** Work instruction **
Look through the data for the string "which". Copy every line where it is found.

[Collected data entries]
===

PR #76, opened 2023-09-22
MDTZ-1017: Remove `AssociatedFigmaDesign` record on `/disassociateEntity` request

akostevich-atlassian:
## Changes

- **[Feature]:** Add `AssociatedFigmaDesign.associatedWithAri` field to track which Atlassian entity (e.g., Issue) a design is associated with. This knowledge is used to find and delete only a target `AssociatedFigmaDesign` record on a `/disassociateEntity` request.
- **[Feature]:** Update `/disassociateEntity` flow to delete `AssociatedFigmaDesign`.
- **[Improvement]:** Do not set up nock and Prisma for unit tests but only for integration tests.
- **[Improvement]:** Clean the database before each integration test.
- **[Improvement]:** Remove excessive integration tests for `/associateEntity` and `/disassociateEntity`.
- **[Improvement]:** Add unit test for `/associateEntity` and `/disassociateEntity`.

### DIFF
--- a/scripts/setup-jest-integration-tests.ts
+++ b/scripts/setup-jest-integration-tests.ts
@@ -13,6 +13,13 @@ beforeAll(() => {
 	});
 });
 
+beforeEach(async () => {
+	await prismaClient.get().associatedFigmaDesign.deleteMany({});
+	await prismaClient.get().figmaTeam.deleteMany({});
+	await prismaClient.get().figmaOAuth2UserCredentials.deleteMany({});
+	await prismaClient.get().connectInstallation.deleteMany({});
+});
+
 /**
  *  After each test, check for requests that went through
  *  without being mocked by nock.
@@ -28,13 +35,6 @@ afterEach(() => {
 		unmatchedRequests = [];
 		throw new Error(`${numberOfUnmatchedRequests} Unmatched Requests`);
 	}
-});
-
-beforeEach(async () => {
-	await prismaClient.get().associatedFigmaDesign.deleteMany({});
-	await prismaClient.get().figmaTeam.deleteMany({});
-	await prismaClient.get().figmaOAuth2UserCredentials.deleteMany({});
-	await prismaClient.get().connectInstallation.deleteMany({});
 });
 
 /**
--- a/scripts/setup-jest-integration-tests.ts
+++ b/scripts/setup-jest-integration-tests.ts
@@ -30,11 +30,11 @@ afterEach(() => {
 	}
 });
 
-beforeEach(() => {
-	prismaClient.get().associatedFigmaDesign.deleteMany({});
-	prismaClient.get().figmaTeam.deleteMany({});
-	prismaClient.get().figmaOAuth2UserCredentials.deleteMany({});
-	prismaClient.get().connectInstallation.deleteMany({});
+beforeEach(async () => {
+	await prismaClient.get().associatedFigmaDesign.deleteMany({});
+	await prismaClient.get().figmaTeam.deleteMany({});
+	await prismaClient.get().figmaOAuth2UserCredentials.deleteMany({});
+	await prismaClient.get().connectInstallation.deleteMany({});
 });
 
 /**
--- a/src/infrastructure/figma/figma-service.ts
+++ b/src/infrastructure/figma/figma-service.ts
@@ -2,10 +2,7 @@ import { AxiosError, HttpStatusCode } from 'axios';
 
 import { FigmaServiceCredentialsError } from './errors';
 import { figmaAuthService } from './figma-auth-service';
-import type {
-	CreateDevResourcesRequest,
-	CreateDevResourcesResponse,
-} from './figma-client';
+import type { CreateDevResourcesRequest } from './figma-client';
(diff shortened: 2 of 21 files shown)


src/infrastructure/figma/figma-service.ts
```diff
@@ -96,7 +93,7 @@ export class FigmaService {
 		issueKey: string;
 		issueTitle: string;
 		atlassianUserId: string;
-	}): Promise<CreateDevResourcesResponse> => {
+	}): Promise<void> => {
```
akostevich-atlassian, line 96: **note:** We don't want to expose Figma API model from the service. The return type can be safely replaces with `void` since it is not used.

src/infrastructure/repositories/associated-figma-design-repository.ts
```diff
@@ -22,53 +21,75 @@ export class AssociatedFigmaDesignRepository {
...
+		const records = await prismaClient.get().associatedFigmaDesign.findMany({
 			where: { fileKey, connectInstallationId },
 		});
 
-		return result.map(this.mapToDomainModel);
+		return records.map(this.mapToDomainModel);
 	};
 
-	deleteByDesignIdAndConnectInstallationId = async (
+	findByDesignIdAndAssociatedWithAriAndConnectInstallationId = async (
```
akostevich-atlassian, line 50: **note:** Required for integration tests only.

scripts/setup-jest-integration-tests.ts
```diff
@@ -30,6 +30,13 @@ afterEach(() => {
 	}
 });
 
+beforeEach(async () => {
```
jv3nk, line 33: Is this necessary? When we run integration tests with `npm run test:it`, we run [`prisma migrate reset`](https://www.prisma.io/docs/concepts/components/prisma-migrate/migrate-development-production#reset-the-development-database), which should delete any data from tests.

If we want to do this in code so that it's done on every integration test run (not just when we use `npm run test:it`), we could execute the reset command as a child process. Or maybe look at the workarounds suggested in https://github.com/prisma/prisma/issues/5230

src/infrastructure/repositories/associated-figma-design-repository.ts
```diff
@@ -22,53 +21,75 @@ export class AssociatedFigmaDesignRepository {
...
 			});
 
-			return this.mapToDomainModel(result);
+			return this.mapToDomainModel(record);
 		} catch (e: unknown) {
 			if (
 				e instanceof PrismaClientKnownRequestError &&
 				e.code === PrismaErrorCode.RecordNotFound
 			) {
-				throw new RepositoryRecordNotFoundError(e.message);
```
jv3nk, line 71: /nit Not sure about this `deleteXXX` method behaving differently to others, but I get we don't really have a naming convention for delete methods that don't throw on missing records. The return type does kind of indicate this, so this is probably okay.

jv3nk (approved):
Nice one, another flow down! Just had one question about resetting the DB, otherwise looks good.

scripts/setup-jest-integration-tests.ts
jv3nk: Just realised this is executing after each test so it's not doing the same thing as `npm run test:it`. I'm happy to merge this as is.

src/infrastructure/repositories/associated-figma-design-repository.ts
akostevich-atlassian: That's a good question, Justin!

What do you think about using the following convention?

- `deleteXxx` returns a deleted record or `null` if it does not exist. Likely, this is what we need in the majority of cases due to the idempotency requirement and concurrency -- usually, we want to make sure that a record is deleted but not necessarily delete it with a particular method call. If we look at other team's projects, all our `deleteXxx` methods provide this contract and use this convention.
- `deleleXxxOrThrowIfMissing returns a deleted record or throw if a record is missing. This is less likely but still possible contract for our methods.

Please, let me know, Justin, whether you have any concerns or find these names confusing or clunky.

scripts/setup-jest-integration-tests.ts
akostevich-atlassian: Justin, if I understand correctly, our `npm run test:it` currently takes care of cleaning data and applying the migrations (which is the primary task!) before running tests.

However, it can be also beneficial to clean data before _each_ test to prevent stale data (e.g., from a crashed test) to impact other tests. We already do this for some integration tests: please, see [here](https://github.com/atlassian-labs/figma-for-jira/blob/add6f10ae30a58dc14987fa9c3026abb52beb988/src/web/routes/entities/integration.test.ts#L272) for an example.

The PR just makes this automatic and more reliable. Please, pay attention that we do the same thing in other projects.

src/infrastructure/repositories/associated-figma-design-repository.ts
akostevich-atlassian: Added integration tests for `AssociatedFigmaDesignRepository.deleteByDesignIdAndAssociatedWithAriAndConnectInstallationId` to cover its tricky error handling.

===

** Your solution **
- **[Feature]:** Add `AssociatedFigmaDesign.associatedWithAri` field to track which Atlassian entity (e.g., Issue) a design is associated with. This knowledge is used to find and delete only a target `AssociatedFigmaDesign` record on a `/disassociateEntity` request.
jv3nk, line 33: Is this necessary? When we run integration tests with `npm run test:it`, we run [`prisma migrate reset`](https://www.prisma.io/docs/concepts/components/prisma-migrate/migrate-development-production#reset-the-development-database), which should delete any data from tests.
akostevich-atlassian: Justin, if I understand correctly, our `npm run test:it` currently takes care of cleaning data and applying the migrations (which is the primary task!) before running tests.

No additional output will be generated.